> [EXTRACTED DATA]
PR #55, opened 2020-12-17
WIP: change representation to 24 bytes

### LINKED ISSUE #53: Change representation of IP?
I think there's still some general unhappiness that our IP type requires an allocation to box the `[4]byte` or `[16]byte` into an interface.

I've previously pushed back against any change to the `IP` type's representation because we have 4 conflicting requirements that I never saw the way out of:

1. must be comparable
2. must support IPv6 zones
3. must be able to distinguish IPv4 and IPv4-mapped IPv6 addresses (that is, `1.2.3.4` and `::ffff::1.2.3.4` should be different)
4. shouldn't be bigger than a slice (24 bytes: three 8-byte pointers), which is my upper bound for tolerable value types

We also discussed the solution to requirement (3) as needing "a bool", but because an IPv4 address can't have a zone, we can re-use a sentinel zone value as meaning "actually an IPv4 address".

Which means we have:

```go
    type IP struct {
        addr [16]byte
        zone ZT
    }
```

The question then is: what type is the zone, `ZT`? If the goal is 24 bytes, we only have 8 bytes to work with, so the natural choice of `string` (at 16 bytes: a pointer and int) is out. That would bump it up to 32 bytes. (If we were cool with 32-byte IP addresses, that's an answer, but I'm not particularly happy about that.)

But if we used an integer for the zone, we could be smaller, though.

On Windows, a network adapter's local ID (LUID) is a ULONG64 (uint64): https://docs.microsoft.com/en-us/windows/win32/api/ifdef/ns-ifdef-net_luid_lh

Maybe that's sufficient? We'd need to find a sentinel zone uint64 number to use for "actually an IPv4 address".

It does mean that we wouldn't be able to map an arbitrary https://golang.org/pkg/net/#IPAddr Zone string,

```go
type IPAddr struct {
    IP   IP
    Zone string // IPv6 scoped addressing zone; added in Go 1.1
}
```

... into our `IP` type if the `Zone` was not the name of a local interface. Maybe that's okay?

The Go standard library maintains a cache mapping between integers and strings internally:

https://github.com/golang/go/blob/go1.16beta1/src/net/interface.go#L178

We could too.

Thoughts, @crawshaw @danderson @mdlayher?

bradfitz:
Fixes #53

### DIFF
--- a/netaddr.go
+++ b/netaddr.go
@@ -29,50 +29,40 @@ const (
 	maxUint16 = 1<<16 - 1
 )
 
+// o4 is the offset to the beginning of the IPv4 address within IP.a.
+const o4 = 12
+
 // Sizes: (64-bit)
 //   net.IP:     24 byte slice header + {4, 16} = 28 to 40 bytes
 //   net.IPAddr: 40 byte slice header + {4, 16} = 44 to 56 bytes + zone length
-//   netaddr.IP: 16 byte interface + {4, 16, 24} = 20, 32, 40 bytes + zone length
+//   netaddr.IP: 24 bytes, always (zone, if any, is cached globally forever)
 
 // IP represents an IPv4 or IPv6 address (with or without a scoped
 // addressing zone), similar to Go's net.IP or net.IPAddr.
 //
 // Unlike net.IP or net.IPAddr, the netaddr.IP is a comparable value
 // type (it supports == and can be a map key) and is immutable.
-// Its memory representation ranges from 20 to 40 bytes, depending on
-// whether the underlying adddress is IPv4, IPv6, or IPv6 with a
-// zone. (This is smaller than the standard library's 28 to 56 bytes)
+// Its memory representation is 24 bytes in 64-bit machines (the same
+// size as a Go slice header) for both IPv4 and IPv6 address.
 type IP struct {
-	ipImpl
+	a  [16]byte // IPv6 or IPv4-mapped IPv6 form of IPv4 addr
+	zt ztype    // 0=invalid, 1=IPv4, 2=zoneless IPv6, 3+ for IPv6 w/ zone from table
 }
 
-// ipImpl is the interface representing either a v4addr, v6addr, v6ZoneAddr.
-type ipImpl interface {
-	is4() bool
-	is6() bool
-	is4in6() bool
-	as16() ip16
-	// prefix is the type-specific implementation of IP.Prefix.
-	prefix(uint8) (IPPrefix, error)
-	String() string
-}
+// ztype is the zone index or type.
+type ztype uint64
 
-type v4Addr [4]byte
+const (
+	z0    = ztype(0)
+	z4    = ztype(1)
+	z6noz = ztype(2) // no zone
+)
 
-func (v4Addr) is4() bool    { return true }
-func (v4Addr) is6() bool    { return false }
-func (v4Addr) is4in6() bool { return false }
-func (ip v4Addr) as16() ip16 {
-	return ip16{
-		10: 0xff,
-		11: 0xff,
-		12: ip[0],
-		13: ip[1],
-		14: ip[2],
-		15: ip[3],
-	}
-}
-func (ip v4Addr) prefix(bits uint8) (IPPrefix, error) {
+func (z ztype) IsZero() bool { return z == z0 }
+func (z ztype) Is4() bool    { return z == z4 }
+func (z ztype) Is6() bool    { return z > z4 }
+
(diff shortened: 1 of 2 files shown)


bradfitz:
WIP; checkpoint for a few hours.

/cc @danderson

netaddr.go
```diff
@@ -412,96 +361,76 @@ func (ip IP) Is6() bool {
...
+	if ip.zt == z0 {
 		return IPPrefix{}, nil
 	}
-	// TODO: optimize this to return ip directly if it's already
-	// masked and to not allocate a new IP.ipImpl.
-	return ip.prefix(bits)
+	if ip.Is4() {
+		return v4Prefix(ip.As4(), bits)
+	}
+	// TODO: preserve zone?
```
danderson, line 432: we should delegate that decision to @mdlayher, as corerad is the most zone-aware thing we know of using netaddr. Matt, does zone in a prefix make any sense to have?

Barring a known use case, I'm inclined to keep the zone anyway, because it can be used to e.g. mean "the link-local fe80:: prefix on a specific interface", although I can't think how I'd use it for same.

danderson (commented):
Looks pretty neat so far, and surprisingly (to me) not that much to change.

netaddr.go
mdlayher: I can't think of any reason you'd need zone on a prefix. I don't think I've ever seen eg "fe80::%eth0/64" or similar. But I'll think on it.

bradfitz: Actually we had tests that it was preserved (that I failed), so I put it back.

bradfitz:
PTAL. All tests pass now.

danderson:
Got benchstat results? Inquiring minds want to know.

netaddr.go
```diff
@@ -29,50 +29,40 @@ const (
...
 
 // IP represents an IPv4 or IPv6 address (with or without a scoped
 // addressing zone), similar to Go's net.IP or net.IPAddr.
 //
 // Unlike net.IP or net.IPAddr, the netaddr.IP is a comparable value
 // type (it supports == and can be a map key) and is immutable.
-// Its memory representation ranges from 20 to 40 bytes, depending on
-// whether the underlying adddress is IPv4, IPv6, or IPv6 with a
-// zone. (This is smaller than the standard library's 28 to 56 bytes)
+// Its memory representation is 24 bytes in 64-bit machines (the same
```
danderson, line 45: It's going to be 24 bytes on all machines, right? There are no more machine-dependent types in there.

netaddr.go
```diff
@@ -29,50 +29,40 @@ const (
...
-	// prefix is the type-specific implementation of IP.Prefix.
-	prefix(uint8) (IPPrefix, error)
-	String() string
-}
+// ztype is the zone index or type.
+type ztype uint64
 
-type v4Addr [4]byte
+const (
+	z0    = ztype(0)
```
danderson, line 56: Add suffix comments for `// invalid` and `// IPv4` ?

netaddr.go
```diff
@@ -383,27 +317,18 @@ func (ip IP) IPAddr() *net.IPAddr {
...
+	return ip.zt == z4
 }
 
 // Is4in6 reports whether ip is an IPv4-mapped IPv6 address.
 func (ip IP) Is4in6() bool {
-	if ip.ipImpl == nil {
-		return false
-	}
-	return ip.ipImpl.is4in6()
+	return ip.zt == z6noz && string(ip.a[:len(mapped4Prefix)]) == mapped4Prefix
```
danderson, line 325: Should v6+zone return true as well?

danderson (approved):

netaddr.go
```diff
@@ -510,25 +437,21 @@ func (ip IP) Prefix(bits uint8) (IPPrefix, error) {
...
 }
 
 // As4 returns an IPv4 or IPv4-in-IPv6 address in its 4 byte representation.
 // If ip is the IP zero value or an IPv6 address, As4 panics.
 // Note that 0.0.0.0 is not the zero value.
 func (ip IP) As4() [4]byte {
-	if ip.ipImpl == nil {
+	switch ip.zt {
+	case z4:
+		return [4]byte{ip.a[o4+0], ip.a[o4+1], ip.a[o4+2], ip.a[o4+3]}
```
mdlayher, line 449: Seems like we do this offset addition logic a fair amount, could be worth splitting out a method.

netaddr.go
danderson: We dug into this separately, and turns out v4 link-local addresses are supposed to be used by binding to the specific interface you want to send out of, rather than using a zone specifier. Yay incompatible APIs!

> [WHAT IS REQUIRED] Transcribe the records above exactly, from the opening line down to and including the line with "4. shouldn't be".

> [EXERCISE SOLUTION]
PR #55, opened 2020-12-17
WIP: change representation to 24 bytes

### LINKED ISSUE #53: Change representation of IP?
I think there's still some general unhappiness that our IP type requires an allocation to box the `[4]byte` or `[16]byte` into an interface.

I've previously pushed back against any change to the `IP` type's representation because we have 4 conflicting requirements that I never saw the way out of:

1. must be comparable
2. must support IPv6 zones
3. must be able to distinguish IPv4 and IPv4-mapped IPv6 addresses (that is, `1.2.3.4` and `::ffff::1.2.3.4` should be different)
4. shouldn't be bigger than a slice (24 bytes: three 8-byte pointers), which is my upper bound for tolerable value types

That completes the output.